Victoriaville, Quebec, Canada

May 18, 2008



Introducing Day Four of Festival International Musique Actuelle Victoriaville, FIMAV Artistic Director Michel Levasseur recalled when, in 2005 he recruited Thurston Moore to curate a full day of noise improv, the Sonic Youth guitarist/noise improviser told him, "After today, you'll never be the same again." Those were his words for a day programmed with intrepid improvisers and equally fearless composers, including guitarist Nick Didkovsky, violinist Gunda Gottschalk, guzheng player Xu Fengxia and one of the earliest members of the Association for the Advancement of Creative Musicians (AACM) and Art Ensemble of Chicago co-founder, Roscoe Mitchell and his group, The Note Factory.



The music from these three groups may have been familiar territory for regular FIMAV attendees, but for those less familiar with the festival's boundary busting aesthetic, it was indeed a day when traditional concepts of form and freedom were relentlessly challenged. Based on the powerful audience response to all three acts, whether or not its members were inexorably changed, though unprovable, seemed all to likely; certainly they walked away with altered ideas of how rigorous composition and unfettered improvisation can interact.

Chapter Index

  1. Nick Didkovsky - Ice Cream Time
  2. Gunda Gottschalk / Xu Fengxia
  3. Roscoe Mitchell & The Note Factory



Nick Didkovsky - Ice Cream Time



Guitarist, composer and computer music programmer Nick Didkovsky has acquired a significant reputation through his work with groups including Fred Frith, John Zorn and Bang on a Can (for whom he has provided new composition), not to mention his own Avant Rock group, the twenty year-old Doctor Nerve. His latest work, Ice Cream Time (New World, 2007), steps away from the conventional rock format of Doctor Nerve, even as that group's last release, Ereia (Cuneiform, 2000), augmented the core line-up of keyboards/bass/drums with strings, reeds and horns. Instead, with live sampler Thomas Dimuzio and the Swiss saxophone group, Arte Quartette, Didkovsky has created a long-form work that covers a lot of sonic territory, including one of the most beautiful, drawn-out codas in recent memory.

Nick Didkovsky

After asking an audience member what his favorite flavor was, Didkovsky commenced the piece in aggressive abstraction, with a sampled child's voice declaring, "It's Ice Cream Time!" Didkovsky supplemented his metal-edged, screaming guitar with saxophones that managed to provide both a pulse and no shortage of collective improvisation. As complex as the opening movements were, the line between form and freedom was blurred. And while there was no traditional rhythm section, the pulse provided, especially by baritone saxophonist Beat Kappler, was undeniable, and while it was easy to imagine the music interpreted with a more prog rock approach, there was plenty of sound filling the entire spectrum. Dimuzio's electronics and live sampling expanded the soundscape, processing snippets of the saxophone quartet's collective maelstrom to create, at times, a sound that verged on ear-shattering.

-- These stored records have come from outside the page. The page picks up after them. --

Issue #437, opened 2025-10-12
Search API


jenniferplusplus:
# Purpose

Lookup profiles by handle. Check the local data set and fallback to webfinger if we don't have it.

## Steps

- [x] Implement `IProfileSearchProvider` and `IGlobalSearchProvider` in the data adapter (should parse queries for `@` handles)
- [x] Call appropriate search providers from a search service
- [ ] Call the search service from a search API controller

## Related

- Other issues

jenniferplusplus:
Yes, I was imagining a search API. If you have a look in `Letterbook.Core.Adapters`, I defined a few search provider interfaces. It probably makes sense to align the api with those interfaces. So, something like this

```
GET /lb/v1/search?q={query}
GET /lb/v1/search_profiles?q={query}
GET /lb/v1/search_posts?q={query}
... maybe other categories in the future
```

Although I'm open to other ways to organize it. Maybe a query param, like `q={query}&kind=post|profile`, where `kind` is optional. Whatever seems best.

The service backing that should depend on an IEnumerable of the providers. That way, dependeny injection will provide all of the registered implementations. And then the service can call them each and concatenate the results. That would look roughly like this

```scharp
// other kinds tbd
public class SearchService(IEnumerable<IProfileSearchProvider> profileSearchProviders)
{
  public SearchService(IEnumerable<IProfileSearchProvider> profileSearchProviders) // other 

  // or IAsyncEnumerable, if we can get that to work
  public Task<IEnumberable<Profile>> SearchProfiles(string query, cancelationToken cancel) {
    foreach (provider in profileSearchProviders)
    {
      var results = await provider.searchProfiles(query, cancel)
      // do stuff with results
    }
  }
}
```

The database adapter should also implement those same search providers. That can be done later, or as part of this issue.

jenniferplusplus:
@ben-biddington I'm going to be working on other parts of search today and tomorrow. If you haven't built a core search service yet, I can take that. That would mainly leave the API controller, and implementing the search interfaces in the db adapter, if you're up for that

ben-biddington:
Sounds like a plan, although now it's me on call for the weekend 🫠

jenniferplusplus:
[...]

PR #482, opened 2026-02-17
Issue/437 search for profile by handle

ben-biddington:
Shows that a request to:

> /lb/v1/search_profiles?q=handle@authority

Invokes `ISearchProvider.SearchProfiles` and requires authorization.

The fallback behaviour can be shown elsewhere.

> Lookup profiles by handle. Check the local data set and fallback to webfinger if we don't have it.

## How it works

* [Network requests to `/lb/v1/search_profiles?q={handle}` invoke ISearchProvider.SearchProfiles](https://github.com/ben-biddington/Letterbook/blob/c9bb57fdbeac714393aa8ba2c81c4f4f88e8feac/Tests/Letterbook.IntegrationTests/ProfileLookupTests.cs)
* [`FallbackSearchProvider` is the implementation of `ISearchProvider`](https://github.com/ben-biddington/Letterbook/blob/42858f9eba0e6f6e74a89b0507eaaf9b229baf24/Tests/Letterbook.IntegrationTests/ProfileLookupTests.cs#L65) with primary `DataAdapter` and secondary `WebFingerClient`.
* [`FallbackSearchProvider` falls back to secondary provider when primary returns no result](https://github.com/ben-biddington/Letterbook/blob/c9bb57fdbeac714393aa8ba2c81c4f4f88e8feac/Tests/Letterbook.Adapter.ActivityPub.Test/FallbackSearchProviderTests.cs)

Happy to move things around if you don't like where they are now.

## Questions

* ~~Should "no results found" return 404 instead?~~
  [edit] Thinking about this, it would be confusing because the resource *is* there: the search algorithm is the resource
* Should an unauthorized request return 401 instead of 302 to `/Identity/Account/Login``?

## Related
- https://github.com/Letterbook/Letterbook/issues/437


Tests/Letterbook.IntegrationTests/AccountsApiTests.cs
```diff
@@ -65,24 +64,15 @@ dotnet user-secrets clear --project Source/Letterbook
...
-		await AddInviteCode("abc");
-
 		var response = await _client.PostAsync("/lb/v1/user_account/register", JsonContent.Create(new RegistrationRequest
 		{
 			Handle = "example-handle",
-			InviteCode = "abc",
+			InviteCode = _inviteCode.Code,
 			Password = "$Password1",
 			ConfirmPassword = "$Password1",
 			Email = "anything@domain.com",
```
jenniferplusplus: This is a small thing, but I would prefer if the URLs we use in tests and examples cannot resolve to anything, unless it's a domain we control.

So, generally, tests should use the .example tld. In some cases it may also make sense to use example.com, example.org, letterbook.com, or letterbookhq.com.

ben-biddington: Good call

ben-biddington:
I think we're getting pretty close to ready now, @jenniferplusplus -- just had to [add the ignore in one more place](https://github.com/Letterbook/Letterbook/pull/482/changes/f3901a5fd094d61ec361643ae49f90723e63f217) to stabilise the build. Lettuce know what you think

PR #1069, opened 2022-03-22
Add `Tooltip` support to `Link`

hectahertz:

The API of `Link` should be updated so `Tooltip` can be rendered via the component arguments.

- Closes https://github.com/github/primer/issues/781

We decided to use a slot to render the `Tooltip` as it allows for explicit control of the defaults, which we want to ensure proper integration and an accessible outcome. We will follow the same pattern for the rest of the components that integrate `Tooltip`.

For example, we set `type: :description` as the default, as all links will have a label already.

Very similar to:
- https://github.com/primer/view_components/pull/1058

### Docs

Screen Shot 2022-03-22 at 18 12 07

Screen Shot 2022-03-22 at 18 10 26

Screen Shot 2022-03-22 at 18 11 33

### DIFF
--- a/CHANGELOG.md
+++ b/CHANGELOG.md
@@ -40,6 +40,10 @@ The category for changes related to documentation, testing and tooling. Also, fo
 
     _Hector Garcia_
 
+- Add `Tooltip` support to `Link`.
+
+    _Hector Garcia_
+
 ### Bug Fixes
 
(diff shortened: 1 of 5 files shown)


manuelpuyol (approved):

khiga8 (approved):
Looks great!

PR #1078, opened 2022-03-25
Graduate NavigationList from github.com to primer/view_components

camertron:
We've been using `NavigationList` for settings pages on github.com for a while now and are ready to graduate the component into primer/view_components.


camertron:
Oh shoot I forgot about the javascript! Coming soon.

jonrohan (approved):
Minus the catalyst/not-catalyst question, this looks good 👍🏻

tsconfig.json
```diff
@@ -1,6 +1,7 @@
 {
   "compilerOptions": {
     "target": "es2017",
+    "experimentalDecorators": true,
```
keithamus, line 4: This shouldn't be needed I think.

hectahertz (approved):
Looking good! 👍

app/components/primer/alpha/navigation_list_element.ts
```diff
@@ -0,0 +1,39 @@
...
+        item.setAttribute('aria-expanded', 'true')
+      }
+    }
+
+    e.stopPropagation()
+  }
+}
+
+export {}
+
```
keithamus, line 29: Is this line necessary? It might be better to instead export the class on L1

PR #1079, opened 2022-03-29
Add responsive utitlity classes for text_align

lumaxis:
It's currently not possible to use responsive values for `text_align` even though the corresponding Primer CSS classes do exist: https://primer.style/css/utilities/typography#responsive-text-alignment

Screenshot 2022-03-29 at 14 24 36@2x


camertron (approved):
Awesome, thank you 🎉

PR #1082, opened 2022-03-29
[Temp] `ActionMenu` component markup

khiga8:
Temp development in PVC to take advantage of docs page.


khiga8:
cc: @jonrohan 

we added these temp commits to get vercel preview running with our local JS changes:
- https://github.com/primer/view_components/pull/1082/commits/b58003eba1f2831c8ce67b72b9e3c93b10da2cda
- https://github.com/primer/view_components/pull/1082/commits/21ab0379e6facae8b842dcda640a4c5e67da7733

That created this preview link: https://view-components-azqpabr6d-primer.vercel.app/view-components/. When we navigate to the `ActionMenu` page, the JS is working fine as demonstrated by pressing the `Menu` button. But when going directly to the URL or refreshing the `ActionMenu` page the JS doesn't run. Any ideas? 

Ultimately we want to move these commit changes to: https://github.com/primer/view_components/pull/1113 or some other separate PR.

lindseywild:
@khiga8 It seems moving the private variables into `connectedCallback` didn't work 🤔 I say we punt on that issue for now until we can get some of the other work further along, since this will be living in dotcom initially.

lindseywild:
@khiga8 I updated the examples to remove the ones without interactive elements. I don't see a situation where we'd have a non-interactive element... I also think we need to add the following which I can look at today:
- Example using `button`
- A way to pass the action for a `button` element to the item
- Support for `menuitemcheckbox` and `menuitemradio`

khiga8:
Sorry @lindseywild I totally missed your comment!

> I don't see a situation where we'd have a non-interactive element.

Could it be possible that this is the common markup in dotcom:

```.html.erb
<li role="none">
   <button type="button" role="menuitem" class="js-some-behavior"> Action 1 </button>
</li>
```

when the JS behavior doesn't need to be on a button element and could be like the following?

```.html.erb
<li role="menuitem" class="js-some-behavior">
   Action 1
</li>
```

Could it make sense to keep support for `li` with non-interactive elements to avoid needing to add an unnecessary interactive element when setting element-agnostic js class behaviors?

lindseywild:
@khiga8 Ah, good point - maybe we should keep it then! Once James provides feedback, I can look into adding this!

app/components/primer/alpha/action-menu-element.ts
```diff
@@ -0,0 +1,382 @@
...
+          position: absolute;
+          width: 160px;
+          background-color: var(--color-canvas-overlay);
+          z-index: 1000000;
+          border: $border-width $border-style var(--color-border-default);
+          border-radius: $border-radius;
+          box-shadow: var(--color-shadow-large);
+        }
+    `
+    document.querySelector('body')?.appendChild(style)
```
khiga8, line 61: Just temporarily keeping this here since `Overlay` isn't available yet in the previews. 
Can you confirm that all of this can be replaced by `Overlay`? @langermank

langermank: Yes, exactly! Overlay will replace any inline style

PR #1088, opened 2022-03-30
Contributor docs updates

pouretrebelle:
Back on the Docs train! Just some smallish edits before I add more pages.

Part of https://github.com/github/primer/issues/534


hectahertz (approved):
Looks good 👍

PR #1089, opened 2022-03-30
Configure .devcontainer to download primer/css on post-create

hectahertz:
This configures Codespaces to download primer/css after creating the environment, so we can add the folder to the workspace later and work on both changes on both projects simultaneously with hot reloading.

See [the docs for hot reloading](https://github.com/primer/view_components/blob/main/contributor-docs/updating-components.md#hot-reloading-local-only) for more context.


langermank (approved):
🚀

camertron (approved):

While there were periods of free improvisation, this was directed improv, and watching Didkovsky behind his computer, even when he wasn't playing, it was possible to get a feel for how the hour-long suite evolved compositionally. Didkovsky has undoubtedly been influenced by the shifting meters and elliptical phrasings of King Crimson's Robert Fripp; long, repeated guitar patterns emerging little-by-little into the mix, only to peak and fade away equally gradually.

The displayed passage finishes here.